(Dataset entries)
........

PR #126, opened 2015-05-01
Spark 1.2

pferrel:
Makes cooccurrence work on Spark 1.2 (and 1.3) by removing the use of Javaserializer on Guava. Implements a new BiDictionary based on a BiMap, based on two Scala Maps. Only one map is serialized in broadcast.


pferrel:
moved to mahout-0.10.x branch

pferrel:
not sure what branch to target for this but it should go into the next release if it smoke tests.

spark/src/main/scala/org/apache/mahout/sparkbindings/io/MahoutKryoRegistrator.scala
```diff
@@ -35,7 +35,6 @@ class MahoutKryoRegistrator extends KryoRegistrator {
     kryo.addDefaultSerializer(classOf[Vector], new WritableKryoSerializer[Vector, VectorWritable])
     kryo.addDefaultSerializer(classOf[DenseVector], new WritableKryoSerializer[Vector, VectorWritable])
     kryo.addDefaultSerializer(classOf[Matrix], new WritableKryoSerializer[Matrix, MatrixWritable])
-    kryo.register(classOf[com.google.common.collect.HashBiMap[String, Int]], new JavaSerializer())
-
+    kryo.register(classOf[BiDictionary])
```
dlyubimov: -1 So i told before i don't need to see a need for this. These structures only exist in the memory. HashMap, TreeMap, (Bi)Dictionary etc.etc. on the wire they all serialize as Seq[(K,V)]. 

So by that logic if i start using tree types in my mappers, i need to add a specific serialization support for it. No, i don't. Just because i want to build a treeSet in memory, doesn't mean i need to add extra support for it in serialization. 

I have a pretty strong opinion that we must not have any specific type in kryo serialization but matrices and vectors (because they use less than trivial logic there, they are not sequences of stuff). But any collection type of standard stuff should be happily serializable as a standard wire-friendly collection (i.e. sequence of standard stuff). 

The only tricky thing might be that we don't want to materialize sequences of AnyVal stuff before rebuilding them into indexed collections; so this latter issue may need a bit of experimenting, but this is a technical issue, not architectural.

pferrel: Ok, this works without any kryo.register. I've done it both ways. 

Note that there is no separate serializer class, the class extends Serializable but doesn't implement anything special and so should just use the Seq[(K,V)] for one map. The inverse is calculated after the broadcast deserialization so it is never on the wire.

If the rest looks ok I'll remove this line but still not sure why it is bad. Spark recommends using kryo by registering classes. Doesn't removing this mean using default serialization instead of Kryo?

pferrel:
pushing to master so closing this, see PR #125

........

**TO DO**
Search the data above for the string "extends" and report each line that holds it.

**TASK OUTPUT**
@@ -35,7 +35,6 @@ class MahoutKryoRegistrator extends KryoRegistrator {
Note that there is no separate serializer class, the class extends Serializable but doesn't implement anything special and so should just use the Seq[(K,V)] for one map. The inverse is calculated after the broadcast deserialization so it is never on the wire.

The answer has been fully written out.